● **Exercise**:
Each record must be repeated exactly. None may be dropped.

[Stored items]
PR #323, opened 2022-06-30
Add Linux multiarch include dir

ehaas:
With this change I'm able to parse the sqlite3 amalgamated source with no errors (just a bunch of spurious "unreachable code" warnings) on an x86_64 Ubuntu system without passing any additional command-line flags.


Vexu (approved):
We should probably look into trying to reuse `std.zig.system.NativePaths` at some point.

>just a bunch of spurious "unreachable code" warnings

Did they seem incorrect or correct but not emitted by clang/GCC by default?

PR #324, opened 2022-06-30
Parser: `if_then_else_stmt` node is only noreturn if both arms are noreturn

ehaas:


Vexu (approved):
Oops, looks like I messed up the logic when fixing another bug in this.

● **Solution for this exercise**:
PR #323, opened 2022-06-30
Add Linux multiarch include dir

ehaas:
With this change I'm able to parse the sqlite3 amalgamated source with no errors (just a bunch of spurious "unreachable code" warnings) on an x86_64 Ubuntu system without passing any additional command-line flags.


Vexu (approved):
We should probably look into trying to reuse `std.zig.system.NativePaths` at some point.

>just a bunch of spurious "unreachable code" warnings

Did they seem incorrect or correct but not emitted by clang/GCC by default?

PR #324, opened 2022-06-30
Parser: `if_then_else_stmt` node is only noreturn if both arms are noreturn

ehaas:


Vexu (approved):
Oops, looks like I messed up the logic when fixing another bug in this.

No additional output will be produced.